Dziś jeszcze w tym fotelu zasiada Jerzy Kosiński, ale za trzy miesiące go zwolni, bo złożył już rezygnację. Jak mówi, taka była umowa pomiędzy nim a Markiem Łatasem, kiedy ten w 2005 roku zostawał posłem i opuszczał szkołę. Sam z powrotem ma zaś zostać wicedyrektorem.

Nowy dyrektor będzie musiał zostać wyłoniony w drodze konkursu. - Zarząd podejmie decyzję zgodnie z ustawą o systemie oświaty w oparciu o art. 36 a - odpowiedział nam Tomasz Suś, wicestarosta dodając, że na razie jest za wcześnie, aby mówić o terminie.

Kiedy konkurs zostanie ogłoszony Marek Łatas ma zamiar w nim wystartować. Na razie jednak powiatowi najwyraźniej się z tym nie spieszy. Jeśli do końca maja konkursu nie będzie, to zgodnie z ustawą, od 1 czerwca powiat powierzy obowiązki jednemu z wicedyrektorów (lub innemu pracownikowi szkoły). Jednak na okres nie dłuższy niż 10 miesięcy.

Jednym z wicedyrektorów ZSTE został teraz Marek Łatas. Specjalnie w tym celu w szkole utworzono takie czwarte stanowisko. Kiedy na ostatniej sesji pytała o to radna Aleksandra Korpal, przewodnicząca Komisji Edukacji, starosta Józef Tomal, wyjaśniał, że powstało ono właśnie z myślą o powracającym do pracy w szkole byłym pośle oraz, że należy mu się takie samo uposażenie, jakie pobierał w chwili obejmowania mandatu posła.

Przez 10-letni okres kiedy zasiadał w ławach sejmowych, Marek Łatas przebywał na bezpłatnym urlopie.

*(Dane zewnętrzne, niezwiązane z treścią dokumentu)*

Issue #33377, opened 2021-10-25
The inherent type for `any arr = [1];` should be `(any|error)[]`


lochana-chathura:
**Description:**
$subject.

For `any arr = [1];` currently the inherent type is `any[]` But it should be `(any|error)[]`.
i.e. Applicable contextually expected type here should be  `(any|error)[]` not `any[]`, since `(any|error)[]`  belongs to `any`.

**Spec-Issue:**
ballerina-platform/ballerina-spec#969

MaryamZi:
Similarly for `any _ = {}`, the type should be `map<any|error>`,

PR #35437, opened 2022-03-12
Fix array and map inherent types when the contextually-expected type for the constructor is `any`

MaryamZi:
## Purpose
$title.

The types were previously `any[]` and `map<any>`. This PR updates them to be `(any|error)[]` and `map<any|error>` in-line with the spec.

Fixes https://github.com/ballerina-platform/ballerina-lang/issues/33377

## Check List 
- [ ] Updated Change Log
- [ ] Added necessary tests
  - [x] Unit Tests
  - [ ] Spec Conformance Tests
  - [ ] Integration Tests
- [ ] Increased Test Coverage   
  - [ ] API documentation 
  - [ ] Ballerina By Examples

### DIFF
--- a/ballerina-shell/modules/shell-core/src/test/resources/testcases/evaluator/query.expr.json
+++ b/ballerina-shell/modules/shell-core/src/test/resources/testcases/evaluator/query.expr.json
@@ -19,7 +19,7 @@
   {
     "description": "Query stream evaluation - get value.",
     "code": "reportListStream",
-    "expr": "stream <stream<map>>"
+    "expr": "stream <stream<map<(any|error)>>>"
   },
   {
     "description": "String from query evaluation.",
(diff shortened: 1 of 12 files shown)


gimantha (approved):

chiranSachintha:
By doing this we disallow following kind of scenario. Is it correct?
```ballerina
type val any[];
public function main() {
    any|val arr = [1]; // error: ambiguous type '(any|val)'
}
```

MaryamZi:
> By doing this we disallow following kind of scenario. Is it correct?
> 
> ```ballerina
> type val any[];
> public function main() {
>     any|val arr = [1]; // error: ambiguous type '(any|val)'
> }
> ```

Any reason why it should be allowed?

This is like saying
```ballerina
any|any[] arr = [1];
```

which is like saying
```ballerina
(any|error)[]|any[] arr = [1];
```

Here `[1]` is a valid constructor with both `(any|error)[]` and `any[]`. So we don't know what type to use.

chiranSachintha:
Yeah. It's fine. Shall we add a test for this?

gimantha (approved):

Issue #35187, opened 2022-02-22
`array.reduce(..)` is not developer friendly


ayeshLK:
**Description:**
Currently when we are going to invoke `reduce` langlib function on an array we have to do as follows:
```ballerina
int[] values = [80, 85, 90];

int total = values.reduce(function (int a, int b) returns int => a + b, 0);
```

But ideally this should work as follows:
```ballerina
int[] values = [80, 85, 90];

int total = values.reduce((a, b) => a + b, 0);
```

Currently Kotlin [1]  has this feature.

[1] - [https://kotlinlang.org/api/latest/jvm/stdlib/kotlin.collections/reduce.html](https://kotlinlang.org/api/latest/jvm/stdlib/kotlin.collections/reduce.html)

hasithaa:
Yes, this has to be improved in the Compiler type checker.

KavinduZoysa:
@hasithaa, are we expecting to remove/reduce types for an example like this?

```ballerina
public function main() {
    int[] values = [80, 85, 90];
    string _ = values.reduce(function (string a, int b) returns string => a + b.toString(), "0");
}
```

KavinduZoysa:
This is OKAY, we have to infer type of `a` from lhs type of statement.

hasithaa:
Ideally, we should be able to infer the type of the lambda function by looking at LHS side. So we should support this, 
```
public function main() {
    int[] values = [80, 85, 90];
    string _ = values.reduce((a,b) => a + b.toString(), "0");
}
```

KavinduZoysa:
We have investigated how to solve this issue. In order to support this, we have to backtrack type matching. But our current typeparam implementation does not support this. So this becomes a design change.

Since there are planned design changes in the future, we will differ this issue.

PR #35460, opened 2022-03-14
Handle typeParam when parameter type is not availabe in function

### LINKED ISSUE #34694: Getting `table<$UndefinedType$>` as  the type when executing "change variable code action"
**Description:**
$title

**Steps to reproduce:**
Try executing the *change variable type* code action for the following code (On the line 
```ballerina
type DataRecord record {|
    string date;
    string state;
    int death;
    int positive;
|};

type DataRow record {|
    time:Utc dateTime;
    string state;
    int death;
    int positive;
|};

function sortTable(table<DataRecord> a) returns table<DataRow> {
    table<DataRow> aa = a.map(function(drecord) returns DataRow {
        return {
            dateTime: [0, 0],
            death: 0,
            positive: 0,
            state: ""
        };
    });
}
```
Screenshot from 2022-01-18 12-06-23
Screenshot from 2022-01-18 12-08-30

**Affected Versions:**
Ballerina 2201.0.0 (Swan Lake) Snapshot build 1

KavinduZoysa:
## Purpose

Fixes #34694

### DIFF
--- a/compiler/ballerina-lang/src/main/java/org/wso2/ballerinalang/compiler/semantics/analyzer/TypeParamAnalyzer.java
+++ b/compiler/ballerina-lang/src/main/java/org/wso2/ballerinalang/compiler/semantics/analyzer/TypeParamAnalyzer.java
@@ -19,6 +19,7 @@ package org.wso2.ballerinalang.compiler.semantics.analyzer;
 
 import io.ballerina.tools.diagnostics.Location;
 import org.ballerinalang.model.Name;
+import org.ballerinalang.model.tree.NodeKind;
 import org.ballerinalang.util.diagnostic.DiagnosticErrorCode;
 import org.wso2.ballerinalang.compiler.diagnostic.BLangDiagnosticLog;
 import org.wso2.ballerinalang.compiler.parser.BLangAnonymousModelHelper;
@@ -53,6 +54,8 @@ import org.wso2.ballerinalang.compiler.semantics.model.types.BType;
 import org.wso2.ballerinalang.compiler.semantics.model.types.BTypedescType;
 import org.wso2.ballerinalang.compiler.semantics.model.types.BUnionType;
 import org.wso2.ballerinalang.compiler.semantics.model.types.BXMLType;
+import org.wso2.ballerinalang.compiler.tree.expressions.BLangExpression;
+import org.wso2.ballerinalang.compiler.tree.expressions.BLangLambdaFunction;
 import org.wso2.ballerinalang.compiler.util.CompilerContext;
 import org.wso2.ballerinalang.compiler.util.ImmutableTypeCloner;
 import org.wso2.ballerinalang.compiler.util.Names;
@@ -129,7 +132,7 @@ public class TypeParamAnalyzer {
         return containsTypeParam(type, new HashSet<>());
     }
 
-    void checkForTypeParamsInArg(Location loc, BType actualType, SymbolEnv env, BType expType) {
+    void checkForTypeParamsInArg(BLangExpression arg, Location loc, BType actualType, SymbolEnv env, BType expType) {
 
         // Not a langlib module invocation
         if (notRequireTypeParams(env)) {
@@ -137,7 +140,7 @@ public class TypeParamAnalyzer {
         }
 
         FindTypeParamResult findTypeParamResult = new FindTypeParamResult();
-        findTypeParam(loc, expType, actualType, env, new HashSet<>(), findTypeParamResult);
+        findTypeParam(arg, loc, expType, actualType, env, new HashSet<>(), findTypeParamResult);
     }
 
     boolean notRequireTypeParams(SymbolEnv env) {
@@ -286,6 +289,16 @@ public class TypeParamAnalyzer {
     private void findTypeParam(Location loc, BType expType, BType actualType, SymbolEnv env,
                                HashSet<BType> resolvedTypes, FindTypeParamResult result, boolean checkContravariance) {
 
+        findTypeParam(null, loc, expType, actualType, env, resolvedTypes, result, checkContravariance);
+    }
+
+    private void findTypeParam(BLangExpression expr, Location loc, BType expType, BType actualType, SymbolEnv env,
+                               HashSet<BType> resolvedTypes, FindTypeParamResult result) {
+        findTypeParam(expr, loc, expType, actualType, env, resolvedTypes, result, false);
+    }
+
+    private void findTypeParam(BLangExpression expr, Location loc, BType expType, BType actualType, SymbolEnv env,
+                               HashSet<BType> resolvedTypes, FindTypeParamResult result, boolean checkContravariance) {
         if (resolvedTypes.contains(expType)) {
             return;
         }
@@ -298,17 +311,17 @@ public class TypeParamAnalyzer {
 
             if (checkContravariance) {
                 types.checkType(loc, getMatchingBoundType(expType, env, new HashSet<>()), actualType,
-                                DiagnosticErrorCode.INCOMPATIBLE_TYPES);
+                        DiagnosticErrorCode.INCOMPATIBLE_TYPES);
             } else {
                 types.checkType(loc, actualType, getMatchingBoundType(expType, env, new HashSet<>()),
-                                DiagnosticErrorCode.INCOMPATIBLE_TYPES);
+                        DiagnosticErrorCode.INCOMPATIBLE_TYPES);
             }
             return;
         }
-        visitType(loc, expType, actualType, env, resolvedTypes, result, checkContravariance);
+        visitType(expr, loc, expType, actualType, env, resolvedTypes, result, checkContravariance);
     }
 
-    private void visitType(Location loc, BType expType, BType actualType, SymbolEnv env,
+    private void visitType(BLangExpression expr, Location loc, BType expType, BType actualType, SymbolEnv env,
                       HashSet<BType> resolvedTypes, FindTypeParamResult result, boolean checkContravariance) {
         // Bound type is a structure. Visit recursively to find bound type.
         switch (expType.tag) {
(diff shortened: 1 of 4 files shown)


compiler/ballerina-lang/src/main/java/org/wso2/ballerinalang/compiler/semantics/analyzer/TypeParamAnalyzer.java
```diff
@@ -408,6 +421,12 @@ private void visitType(Location loc, BType expType, BType actualType, SymbolEnv
                     findTypeParamInInvokableType(loc, (BInvokableType) expType, (BInvokableType) actualType, env,
                             resolvedTypes, result);
                 }
+                if (actualType.tag == TypeTags.SEMANTIC_ERROR) {
+                    if (expr != null && expr.getKind() == NodeKind.LAMBDA) {
```
gimantha, line 425: Can we merge these two` if`'s to one?

langlib/langlib-test/src/test/resources/test-src/type-param/type_param_test_negative.bal
```diff
@@ -137,3 +137,35 @@ function testStringIntFloatSimpleAndArrayUnionReturnParameterNarrowing() {
...
+type DataRecord record {|
+    string name;
+|};
+
+type DataRow record {|
+    string name;
+|};
+
+function foo(table<DataRecord> a) returns table<DataRow> {
+    table<DataRow> aa = a.map(function(dRecord) returns DataRow {
```
gimantha, line 150: Shall we add similar tests for langlib functions with one typeparam as well?

KavinduZoysa: Added more tests

compiler/ballerina-lang/src/main/java/org/wso2/ballerinalang/compiler/semantics/analyzer/TypeParamAnalyzer.java
KavinduZoysa: Yes, we can, but I think, having it like this will be more readable. It is something like,
```ballerina
if (actualType.tag == TypeTags.SEMANTIC_ERROR) { // type-tag check
        // do something
}
```
WDYT?

MaryamZi (changes requested):
With this change, for something like 

```ballerina
type DataRecord record {|
    string state;
    int death;
    int positive;
|};

type DataRow record {|
    string state;
    int positive;
|};

function sortTable(table<DataRecord> a) {
    table<DataRow> aa = a.map(function(drecord) returns DataRow {
        return {
            positive: 0,
            state: ""
        };
    });
}
```

the difference is that we no longer log

```cmd
incompatible types: expected 'table<DataRow>', found 'table<other> key<never>'
```

Is this what we discussed? IIRC, we discussed looking into the possibility of the RHS type being `table<DataRow>` since we can compute that based on the return type.

compiler/ballerina-lang/src/main/java/org/wso2/ballerinalang/compiler/semantics/analyzer/TypeParamAnalyzer.java
MaryamZi: They both read pretty much the same though?

KavinduZoysa:
> With this change, for something like
> 
> ```ballerina
> type DataRecord record {|
>     string state;
>     int death;
>     int positive;
> |};
> 
> type DataRow record {|
>     string state;
>     int positive;
> |};
> 
> function sortTable(table<DataRecord> a) {
>     table<DataRow> aa = a.map(function(drecord) returns DataRow {
>         return {
>             positive: 0,
>             state: ""
>         };
>     });
> }
> ```
> 
> the difference is that we no longer log
> 
> ```batchfile
> incompatible types: expected 'table<DataRow>', found 'table<other> key<never>'
> ```
> 
> Is this what we discussed? IIRC, we discussed looking into the possibility of the RHS type being `table<DataRow>` since we can compute that based on the return type.

@MaryamZi, this error is removed as we identify the rhs type correctly. Can you please check.

chiranSachintha:
```ballerina
type DataRecord record {|
    string name;
|};

type DataRow record {|
    string name;
|};

function foo1(table<DataRecord> a) {
    table<DataRow> aa = a.map(function(dRecord) returns dRecord { 
        return {
            name: ""
        };
    });
}
```
If the return type is not defined still we are getting table<$UndefinedType$> as the type when executing code action. Is it correct?

gimantha:
> ```ballerina
> type DataRecord record {|
>     string name;
> |};
> 
> type DataRow record {|
>     string name;
> |};
> 
> function foo1(table<DataRecord> a) {
>     table<DataRow> aa = a.map(function(dRecord) returns dRecord { 
>         return {
>             name: ""
>         };
>     });
> }
> ```
> 
> If the return type is not defined still we are getting table<$UndefinedType$> as the type when executing code action. Is it correct?

Are you talking about the return type of the lambda function as the argument right? if so, it has to be fixed.

chiranSachintha:
> Are you talking about the return type of the lambda function as the argument right? if so, it has to be fixed.

Yes.

compiler/ballerina-lang/src/main/java/org/wso2/ballerinalang/compiler/semantics/analyzer/TypeParamAnalyzer.java
```diff
@@ -408,6 +421,10 @@ private void visitType(Location loc, BType expType, BType actualType, SymbolEnv
                     findTypeParamInInvokableType(loc, (BInvokableType) expType, (BInvokableType) actualType, env,
                             resolvedTypes, result);
                 }
+                if (actualType.tag == TypeTags.SEMANTIC_ERROR && expr != null && expr.getKind() == NodeKind.LAMBDA) {
```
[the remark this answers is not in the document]
KavinduZoysa: This can be null, please check 
https://github.com/ballerina-platform/ballerina-lang/pull/35460/files#diff-de9cff80105102f5b314d27f1c08c3a65f5034cc0b27e92999d9130bacb6d51cR292

KavinduZoysa:
> ```ballerina
> type DataRecord record {|
>     string name;
> |};
> 
> type DataRow record {|
>     string name;
> |};
> 
> function foo1(table<DataRecord> a) {
>     table<DataRow> aa = a.map(function(dRecord) returns dRecord { 
>         return {
>             name: ""
>         };
>     });
> }
> ```
> 
> If the return type is not defined still we are getting table<$UndefinedType$> as the type when executing code action. Is it correct?

@gimantha, @chiranSachintha As you mentioned there is an issue we need to fix here. Since the return type is not available, we have to get the return type from lhs. But I think this cannot be done based on the current type param resolving logic. This may be a design change. Please check https://github.com/ballerina-platform/ballerina-lang/issues/35187

I think we have to ignore this for now. WDYT?

MaryamZi:
> > ```ballerina
> > type DataRecord record {|
> >     string name;
> > |};
> > 
> > type DataRow record {|
> >     string name;
> > |};
> > 
> > function foo1(table<DataRecord> a) {
> >     table<DataRow> aa = a.map(function(dRecord) returns dRecord { 
> >         return {
> >             name: ""
> >         };
> >     });
> > }
> > ```
> > 
> > 
> >     
> >       
> >     
> > 
> >       
> >     
> > 
> >     
> >   
> > If the return type is not defined still we are getting table<$UndefinedType$> as the type when executing code action. Is it correct?
> 
> @gimantha, @chiranSachintha As you mentioned there is an issue we need to fix here. Since the return type is not available, we have to get the return type from lhs. But I think this cannot be done based on the current type param resolving logic. This may be a design change. Please check this similar issue #35187
> 
> I think we have to ignore this for now. WDYT?

What if we set semantic error as the type if the argument cannot be resolved properly? 

This would mean that in the original example, the type of the RHS won't even be resolved to a table, which IMO is OK and we won't need these special cases. The behaviour will be uniform for all error scenarios also. WDYT?

MaryamZi:
Please also sync the PR with master, in case we are going ahead with this.

KavinduZoysa:
> 

Currently, we are setting the semantic error for the places that cannot resolve type.
We are getting `table<$UndefinedType$>` because we cannot set the type. Therefore I think we have to properly set the type. Please check https://github.com/ballerina-platform/ballerina-lang/issues/35187

But as per your explanation, in order to be uniform with all error scenarios, I also feel that existing behavior is OK.

KavinduZoysa:
> Please also sync the PR with master, in case we are going ahead with this.

Done

gimantha (dismissed):

gimantha:
BTW, with this PR, now the following code works

```ballerina
public function main() {
    EvenNumberGenerator evenGen = new();
    stream evenNumberStream = new(evenGen);
   // stream<int,error?> str = <stream<int,error?>>evenNumberStream;
}

class EvenNumberGenerator {
    int i = 0;
    public isolated function next() returns record {| int value; |}|error? {
        self.i += 2;
        return { value: self.i };
    }
}
```
But if I uncomment the commented line, it crashes at runtime

langlib/langlib-test/src/test/resources/test-src/type-param/type_param_test_negative.bal
```diff
@@ -137,3 +137,42 @@ function testStringIntFloatSimpleAndArrayUnionReturnParameterNarrowing() {
...
+
+public function foo2(int[] ia) {
+    int[] _ = ia.filter(function (x) returns boolean { // error
+        return x > 0; // error
+    });
+}
+
+function testAnonymousFunctionsWithMissingParameterType() {
+    _ = foo1(table []);
+    _ = foo2([1, 2, 3]);
```
MaryamZi, line 165: Why do we need these?

KavinduZoysa: Changed

MaryamZi:
This is patch-compatible, right? Shall we send the PR to https://github.com/ballerina-platform/ballerina-lang/tree/2201.1.x?

KavinduZoysa:
> This is patch-compatible, right? Shall we send the PR to https://github.com/ballerina-platform/ballerina-lang/tree/2201.1.x?

changed

MaryamZi (approved):

PR #35484, opened 2022-03-16
Infer stream parameters when not given

### LINKED ISSUE #34963: A value should belongs to type stream (without the type-parameter) if it has basic type stream
**Description:**
Need to support this in compiler. Currently this supports when completion type is not provided.

```ballerina
stream a = new stream<int, error?>();
```

KRVPerera:
Fixes #34963

## Remarks
Just a quick fix only need to fix this properly

## Check List 
- [ ] Updated Change Log
- [ ] Added necessary tests
  - [x] Unit Tests
  - [ ] Spec Conformance Tests
  - [ ] Integration Tests
- [ ] Increased Test Coverage   
  - [ ] API documentation 
  - [ ] Ballerina By Examples

### DIFF
--- a/tests/jballerina-unit-test/src/test/resources/test-src/types/stream/stream-value.bal
+++ b/tests/jballerina-unit-test/src/test/resources/test-src/types/stream/stream-value.bal
@@ -453,7 +453,6 @@ function testInvalidCast() {
 }
 
 function testBasicStreamType() {
-    boolean testPassed = true;
     stream<int> emptyStream1 = new;
     stream<int> emptyStream2 = new stream<int>();
     stream<int, ()> emptyStream3 = new;
@@ -485,6 +484,29 @@ function testBasicStreamType() {
     assertTrue(a9.next() === ());
 }
 
+function getNextErrorValue(stream errorStream) returns error? {
+    record {error|any value;}|error? val = errorStream.next();
+    if (val is ()) {
+        return;
+    }
+    if (val is error) {
+        return val;
+    }
+    return <error>val.value;
+}
+
+function testErrorStreamTypeAssignedToStreamWithoutParams() {
+    error[] errorList = [];
+    foreach int i in 0 ... 2 {
+        errorList.push(error(i.toBalString()));
+    }
+
+    stream errorStream = errorList.toStream();
+    assertTrue(getNextErrorValue(errorStream) === errorList[0]);
+    assertTrue(getNextErrorValue(errorStream) === errorList[1]);
+    assertTrue(getNextErrorValue(errorStream) === errorList[2]);
+    assertTrue(getNextErrorValue(errorStream) == ());
+}
 
 const ASSERTION_ERROR_REASON = "AssertionError";
 
--- a/tests/jballerina-unit-test/src/test/resources/test-src/types/stream/stream-value.bal
+++ b/tests/jballerina-unit-test/src/test/resources/test-src/types/stream/stream-value.bal
@@ -20,29 +20,29 @@ type ResultValue record {|
 
 class NumberGenerator {
     int i = 0;
-    public isolated function next() returns record {| int value; |}? {
+    public isolated function next() returns record {|int value;|}? {
         self.i += 1;
-        return { value: self.i };
+        return {value: self.i};
     }
 }
 
 class EvenNumberGenerator {
     int i = 0;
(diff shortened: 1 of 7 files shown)


compiler/ballerina-lang/src/main/java/org/wso2/ballerinalang/compiler/tree/types/BLangStreamType.java
```diff
@@ -34,6 +34,8 @@
     public BLangType constraint;
     public BLangType error;
 
+    public boolean inferType;
```
MaryamZi, line 37: Shall we check if we can adopt an approach similar to how `future` is handled, instead of introducing this?

KRVPerera: Need to discuss with Chiran

KRVPerera: Looks like I have to come up with a default type which can handle any expected type.

KRVPerera: I think this is bit complex
```
 stream a = new stream<int, error?>();
 stream b = new stream<int>();
 ```
 
 We need to take decisions for completion type therefore we need some boolean/flag to tell us that we need to have a completion type based on RHS. I believe you need to avoid the boolan/flag?

Comment (KRVPerera) [reply compiler/ballerina-lang/src/main/java/org/wso2/ballerinalang/compiler/tree/types/BLangStreamType.java]: Had a offline chat with Maryam and resolved this. The way I understood is we need to infer but spec suggests `stream` should accept all possible stream types

**Review by gimantha — APPROVED** [review]
LGTM

**Comment by gimantha** [comment]
BTW, with this PR, now the following code works

```ballerina
public function main() {
    EvenNumberGenerator evenGen = new();
    stream evenNumberStream = new(evenGen);
   // stream<int,error?> str = <stream<int,error?>>evenNumberStream;
}

class EvenNumberGenerator {
    int i = 0;
    public isolated function next() returns record {| int value; |}|error? {
        self.i += 2;
        return { value: self.i };
    }
}
```
But if I uncomment the commented line, it crashes at runtime

tests/jballerina-unit-test/src/test/resources/test-src/types/stream/stream-value.bal
```diff
@@ -451,3 +451,55 @@ function testInvalidCast() {
...
+
+    stream a1 = emptyStream1;
+    stream a2 = emptyStream2;
+    stream a3 = emptyStream3;
+    stream a4 = emptyStream4;
+    stream a5 = emptyStream5;
+    stream a6 = emptyStream6;
+    stream a7 = emptyStream7;
+    stream a8 = emptyStream8;
+    stream a9 = emptyStream9;
```
rdulmina, line 475: Let's add some tests with a stream of errors and stream of unions

KRVPerera:
> BTW, with this PR, now the following code works
> 
> ```ballerina
> public function main() {
>     EvenNumberGenerator evenGen = new();
>     stream evenNumberStream = new(evenGen);
>    // stream<int,error?> str = <stream<int,error?>>evenNumberStream;
> }
> 
> class EvenNumberGenerator {
>     int i = 0;
>     public isolated function next() returns record {| int value; |}|error? {
>         self.i += 2;
>         return { value: self.i };
>     }
> }
> ```
> 
> But if I uncomment the commented line, it crashes at runtime

Somehow I cannot reproduce this. What I get is the below error which is correct.
```LogTalk
error: {ballerina}TypeCastError {"message":"incompatible types: 'stream<(any|error),error?>' cannot be cast to 'stream<int,error?>'"}
	at t4:main(t4.bal:5)
```

tests/jballerina-unit-test/src/test/resources/test-src/types/stream/stream-value.bal
KRVPerera: Added by 0ebbae52a7f95f1bacad73c6d05ae6d955efa5e6

gimantha (approved):

gimantha (approved):

PR #35497, opened 2022-03-18
Introduce symbol visitor and transformer APIs

### LINKED ISSUE #30027: [Semantic API] Provide a type visitor/transformer as a part of the API
Having a type visitor/transformer would be useful to have if the users want to perform some sort of validations on the types. Currently we don't have any such structure available in the API, hence the users resort to arbitrary ways of achieving this. 

Currently when users need to do such analysis where they consider many different scenarios with different types, they either have to use a switch statement or an if-elseif ladder. This is not the best way to go on about doing such analysis since you can easily miss addressing some cases and it's not easy to maintain either. The following is one such example where this visitor/transformer can be used: https://github.com/ballerina-platform/module-ballerina-http/blob/5a955edcc4a9d3212e0fe6ea5c5ad4f8277d8983/compiler-plugin/src/main/java/io/ballerina/stdlib/http/compiler/HttpResourceValidator.java#L143 to L272

pubudu91:
## Purpose
This PR introduces a visitor and a transformer to the Semantic API to be used with symbols. This will allow the users of the API to organize the analysis logic more methodically.

Fixes #30027

## Check List 
- [ ] Updated Change Log
- [x] Added necessary tests
  - [x] Unit Tests
  - [ ] Spec Conformance Tests
  - [ ] Integration Tests
- [ ] Increased Test Coverage   
  - [ ] API documentation 
  - [ ] Ballerina By Examples

### DIFF
--- a/compiler/ballerina-lang/src/main/java/io/ballerina/compiler/api/SymbolTransformer.java
+++ b/compiler/ballerina-lang/src/main/java/io/ballerina/compiler/api/SymbolTransformer.java
@@ -81,8 +81,11 @@ import io.ballerina.compiler.api.symbols.XMLProcessingInstructionTypeSymbol;
 import io.ballerina.compiler.api.symbols.XMLTextTypeSymbol;
 import io.ballerina.compiler.api.symbols.XMLTypeSymbol;
 
+
 /**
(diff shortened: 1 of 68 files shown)


hasithaa (approved):
Design looks good.

PR #35524, opened 2022-03-22
Refactor create function code action

### LINKED ISSUE #33138: `Create function` code action adds a new line unnecessarily to the end of the newly created function
**Description:**

1) Consider the scenario below, where there's a new line after the undefined function.
```
int i = getInt();

string s = "hello world";
```
`Create function` code action adds a new line at the end of the created function `getInt()`, which is not really necessary in this case.

Screenshot 2021-10-08 at 15 46 16

Can we add it only if there's no new line after the undefined function?

For example, in this case it would be necessary.
```
int i = getInt();
string s = "hello world";
```
2) There's an existing check in `CreateFunctionExecutor.java` that checks whether the file ends with a new line, but that doesn't seem to be needed now since it was only relevant when the newly created function was added to the end of the file.

```
// If the file ends with a new line
        boolean newLineAtEnd = rootLineRange.endLine().offset() == 0;
```

Suggestion to refactor the code here.

malinthar:
## Purpose
$subject to  action to conditionally  add a new line at the end of the generated function.

Fixes #33138 

## Approach
Check if the immediate line after the enclosing node is occupied by a module member node.

## Samples

Peek 2022-03-22 12-50

## Check List 
- [ ] Updated Change Log
- [x] Added necessary tests
  - [x] Unit Tests
  - [ ] Spec Conformance Tests
  - [ ] Integration Tests
- [x] Increased Test Coverage   
  - [ ] API documentation 
  - [ ] Ballerina By Examples

### DIFF
--- a/language-server/modules/langserver-core/src/main/java/org/ballerinalang/langserver/command/executors/CreateFunctionExecutor.java
+++ b/language-server/modules/langserver-core/src/main/java/org/ballerinalang/langserver/command/executors/CreateFunctionExecutor.java
@@ -175,10 +175,8 @@ public class CreateFunctionExecutor implements LSCommandExecutor {
         Optional<NonTerminalNode> enclosingNode = findEnclosingModulePartNode(fnCallExprNode.get());
         Range insertRange;
         if (enclosingNode.isPresent()) {
-            LineRange lineRange = enclosingNode.get().lineRange();
             newLineAtEnd = addNewLineAtEnd(enclosingNode.get());
-            insertRange = new Range(new Position(lineRange.endLine().line(), lineRange.endLine().offset()),
-                    new Position(lineRange.endLine().line(), lineRange.endLine().offset()));
+            insertRange = CommonUtil.toRange(enclosingNode.get().lineRange().endLine());
         } else {
             insertRange = new Range(new Position(endLine, endCol), new Position(endLine, endCol));
         }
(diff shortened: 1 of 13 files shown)


language-server/modules/langserver-core/src/main/java/org/ballerinalang/langserver/command/executors/CreateFunctionExecutor.java
```diff
@@ -173,11 +175,10 @@ public Object execute(ExecuteCommandContext context) throws LSCommandExecutorExc
...
         if (enclosingNode.isPresent()) {
-            LineRange endLineRange = enclosingNode.get().lineRange();
-            newLineAtEnd = false;
-            insertRange = new Range(new Position(endLineRange.endLine().line(), endLineRange.endLine().offset()),
-                    new Position(endLineRange.endLine().line(), endLineRange.endLine().offset()));
-
+            LineRange lineRange = enclosingNode.get().lineRange();
+            newLineAtEnd = addNewLineAtEnd(enclosingNode.get());
+            insertRange = new Range(new Position(lineRange.endLine().line(), lineRange.endLine().offset()),
+                    new Position(lineRange.endLine().line(), lineRange.endLine().offset()));
```
nadeeshaan, line 181: Shall we use `CommonUtil.toRange()` here?

nadeeshaan (changes requested):

language-server/modules/langserver-core/src/main/java/org/ballerinalang/langserver/command/executors/CreateFunctionExecutor.java
malinthar: We can't use that here, as we want the Range to be starting from the endLine and offset.

nadeeshaan: Then shall we add separate util to accept the line?

malinthar: Done

nadeeshaan (approved):
LGTM

PR #35528, opened 2022-03-22
Update workflows for timestamp builds

udda1996:
## Purpose
$title


.github/workflows/publish_timestamped_release_patch.yml
```diff
@@ -0,0 +1,59 @@
+name: Publish Timestamped Snapshot Artifacts
```
keizer619, line 1: @udda1996 Shall we use existing workflow for both branches? Maybe we can update the current workflow name without mentioning branch name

Zanim objął mandat, był przez 10 lat dyrektorem ZSTE, a wcześniej także nauczycielem, kierownikiem kształcenia praktycznego i wicedyrektorem. - A jeszcze wcześniej, jako dziecko przychodziłem tu do mojego ojca, który tutaj uczył. Jestem więc z tą szkołą związany od dawna - mówi.

We wrześniu ubiegłego roku, czyli przed wyborami do parlamentu Marek Łatas, wtedy jeszcze poseł, rozważał ewentualny powrót do szkoły. „Zakładam to, ale musiałbym się znów wszystkiego uczyć od nowa, bo przez ten czas przepisy się zmieniły. To duża szkoła i kierowanie nią nie jest łatwe. Myślę raczej zacząć coś innego” - mówił w wywiadzie dla „Dziennika Polskiego”. Dziś mówi, że zdecydował się na powrót do szkoły z dwóch podstawowych powodów. - Po pierwsze, żona chciała żebym był tu, na miejscu. Po drugie, muszę mieć odpowiedni czas przepracowany w szkole, żeby móc w przyszłości myśleć o emeryturze nauczycielskiej. Praca w Sejmie liczyła się do stażu pracy, ale nie jako tzw. praca przy tablicy - tłumaczy.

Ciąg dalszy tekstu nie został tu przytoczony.